**Records provided**
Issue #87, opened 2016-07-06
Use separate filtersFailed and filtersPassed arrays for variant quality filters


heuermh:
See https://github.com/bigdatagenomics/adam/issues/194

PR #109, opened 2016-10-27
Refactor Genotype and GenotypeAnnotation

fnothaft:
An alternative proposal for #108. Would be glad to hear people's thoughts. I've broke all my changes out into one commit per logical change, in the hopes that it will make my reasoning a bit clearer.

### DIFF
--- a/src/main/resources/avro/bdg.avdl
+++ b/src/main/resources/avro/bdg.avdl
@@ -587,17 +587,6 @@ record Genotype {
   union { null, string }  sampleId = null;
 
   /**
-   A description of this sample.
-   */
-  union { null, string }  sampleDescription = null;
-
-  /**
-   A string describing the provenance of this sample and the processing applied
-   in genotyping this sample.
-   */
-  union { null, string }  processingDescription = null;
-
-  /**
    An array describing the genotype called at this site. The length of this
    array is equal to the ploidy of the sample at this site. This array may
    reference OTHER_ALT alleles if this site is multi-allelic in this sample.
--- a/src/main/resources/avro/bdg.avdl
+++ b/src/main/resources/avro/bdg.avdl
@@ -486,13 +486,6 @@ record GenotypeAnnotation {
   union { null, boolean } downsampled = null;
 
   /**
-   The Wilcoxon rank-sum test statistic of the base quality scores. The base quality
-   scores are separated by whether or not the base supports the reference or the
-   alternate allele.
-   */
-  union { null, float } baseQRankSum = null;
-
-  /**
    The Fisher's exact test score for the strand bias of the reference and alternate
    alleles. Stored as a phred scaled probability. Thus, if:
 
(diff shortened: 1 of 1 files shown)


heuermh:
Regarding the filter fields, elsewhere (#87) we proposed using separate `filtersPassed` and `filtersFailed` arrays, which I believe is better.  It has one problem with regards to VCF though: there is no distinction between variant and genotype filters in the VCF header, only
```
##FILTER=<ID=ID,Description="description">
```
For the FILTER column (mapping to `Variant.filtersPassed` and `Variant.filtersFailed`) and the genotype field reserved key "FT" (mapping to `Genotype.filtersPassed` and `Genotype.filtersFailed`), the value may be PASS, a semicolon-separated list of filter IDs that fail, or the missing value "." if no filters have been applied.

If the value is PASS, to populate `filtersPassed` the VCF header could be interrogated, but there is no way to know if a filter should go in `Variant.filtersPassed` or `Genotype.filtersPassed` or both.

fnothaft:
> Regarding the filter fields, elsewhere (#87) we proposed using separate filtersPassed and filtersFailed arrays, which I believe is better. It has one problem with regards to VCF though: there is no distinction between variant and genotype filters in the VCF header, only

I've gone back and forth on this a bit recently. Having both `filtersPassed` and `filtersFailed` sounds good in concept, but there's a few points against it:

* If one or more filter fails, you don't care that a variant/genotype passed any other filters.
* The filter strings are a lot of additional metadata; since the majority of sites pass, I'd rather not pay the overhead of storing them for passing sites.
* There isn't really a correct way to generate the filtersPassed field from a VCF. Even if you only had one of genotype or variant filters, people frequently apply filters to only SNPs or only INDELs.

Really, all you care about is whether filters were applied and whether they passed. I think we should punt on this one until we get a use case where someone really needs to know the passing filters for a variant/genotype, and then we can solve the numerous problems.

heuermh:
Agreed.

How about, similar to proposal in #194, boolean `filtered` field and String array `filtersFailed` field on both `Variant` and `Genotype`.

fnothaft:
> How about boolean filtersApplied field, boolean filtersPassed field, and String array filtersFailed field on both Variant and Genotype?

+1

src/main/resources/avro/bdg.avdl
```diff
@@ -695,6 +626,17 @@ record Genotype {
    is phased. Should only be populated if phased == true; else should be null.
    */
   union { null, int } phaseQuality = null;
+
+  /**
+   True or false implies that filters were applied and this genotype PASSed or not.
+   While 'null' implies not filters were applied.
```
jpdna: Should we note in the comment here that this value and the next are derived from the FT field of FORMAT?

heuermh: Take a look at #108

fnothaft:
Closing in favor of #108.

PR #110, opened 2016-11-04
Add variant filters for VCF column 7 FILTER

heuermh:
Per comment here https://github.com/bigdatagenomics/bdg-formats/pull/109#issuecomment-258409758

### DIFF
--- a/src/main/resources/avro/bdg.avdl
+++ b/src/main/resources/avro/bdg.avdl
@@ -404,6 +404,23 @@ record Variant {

**Exercise requirements**
What is needed here is a word-for-word copy of the whole listing.

**Answer to this task**
Issue #87, opened 2016-07-06
Use separate filtersFailed and filtersPassed arrays for variant quality filters


heuermh:
See https://github.com/bigdatagenomics/adam/issues/194

PR #109, opened 2016-10-27
Refactor Genotype and GenotypeAnnotation

fnothaft:
An alternative proposal for #108. Would be glad to hear people's thoughts. I've broke all my changes out into one commit per logical change, in the hopes that it will make my reasoning a bit clearer.

### DIFF
--- a/src/main/resources/avro/bdg.avdl
+++ b/src/main/resources/avro/bdg.avdl
@@ -587,17 +587,6 @@ record Genotype {
   union { null, string }  sampleId = null;
 
   /**
-   A description of this sample.
-   */
-  union { null, string }  sampleDescription = null;
-
-  /**
-   A string describing the provenance of this sample and the processing applied
-   in genotyping this sample.
-   */
-  union { null, string }  processingDescription = null;
-
-  /**
    An array describing the genotype called at this site. The length of this
    array is equal to the ploidy of the sample at this site. This array may
    reference OTHER_ALT alleles if this site is multi-allelic in this sample.
--- a/src/main/resources/avro/bdg.avdl
+++ b/src/main/resources/avro/bdg.avdl
@@ -486,13 +486,6 @@ record GenotypeAnnotation {
   union { null, boolean } downsampled = null;
 
   /**
-   The Wilcoxon rank-sum test statistic of the base quality scores. The base quality
-   scores are separated by whether or not the base supports the reference or the
-   alternate allele.
-   */
-  union { null, float } baseQRankSum = null;
-
-  /**
    The Fisher's exact test score for the strand bias of the reference and alternate
    alleles. Stored as a phred scaled probability. Thus, if:
 
(diff shortened: 1 of 1 files shown)


heuermh:
Regarding the filter fields, elsewhere (#87) we proposed using separate `filtersPassed` and `filtersFailed` arrays, which I believe is better.  It has one problem with regards to VCF though: there is no distinction between variant and genotype filters in the VCF header, only
```
##FILTER=<ID=ID,Description="description">
```
For the FILTER column (mapping to `Variant.filtersPassed` and `Variant.filtersFailed`) and the genotype field reserved key "FT" (mapping to `Genotype.filtersPassed` and `Genotype.filtersFailed`), the value may be PASS, a semicolon-separated list of filter IDs that fail, or the missing value "." if no filters have been applied.

If the value is PASS, to populate `filtersPassed` the VCF header could be interrogated, but there is no way to know if a filter should go in `Variant.filtersPassed` or `Genotype.filtersPassed` or both.

fnothaft:
> Regarding the filter fields, elsewhere (#87) we proposed using separate filtersPassed and filtersFailed arrays, which I believe is better. It has one problem with regards to VCF though: there is no distinction between variant and genotype filters in the VCF header, only

I've gone back and forth on this a bit recently. Having both `filtersPassed` and `filtersFailed` sounds good in concept, but there's a few points against it:

* If one or more filter fails, you don't care that a variant/genotype passed any other filters.
* The filter strings are a lot of additional metadata; since the majority of sites pass, I'd rather not pay the overhead of storing them for passing sites.
* There isn't really a correct way to generate the filtersPassed field from a VCF. Even if you only had one of genotype or variant filters, people frequently apply filters to only SNPs or only INDELs.

Really, all you care about is whether filters were applied and whether they passed. I think we should punt on this one until we get a use case where someone really needs to know the passing filters for a variant/genotype, and then we can solve the numerous problems.

heuermh:
Agreed.

How about, similar to proposal in #194, boolean `filtered` field and String array `filtersFailed` field on both `Variant` and `Genotype`.

fnothaft:
> How about boolean filtersApplied field, boolean filtersPassed field, and String array filtersFailed field on both Variant and Genotype?

+1

src/main/resources/avro/bdg.avdl
```diff
@@ -695,6 +626,17 @@ record Genotype {
    is phased. Should only be populated if phased == true; else should be null.
    */
   union { null, int } phaseQuality = null;
+
+  /**
+   True or false implies that filters were applied and this genotype PASSed or not.
+   While 'null' implies not filters were applied.
```
jpdna: Should we note in the comment here that this value and the next are derived from the FT field of FORMAT?

heuermh: Take a look at #108

fnothaft:
Closing in favor of #108.

PR #110, opened 2016-11-04
Add variant filters for VCF column 7 FILTER

heuermh:
Per comment here https://github.com/bigdatagenomics/bdg-formats/pull/109#issuecomment-258409758

### DIFF
--- a/src/main/resources/avro/bdg.avdl
+++ b/src/main/resources/avro/bdg.avdl
@@ -404,6 +404,23 @@ record Variant {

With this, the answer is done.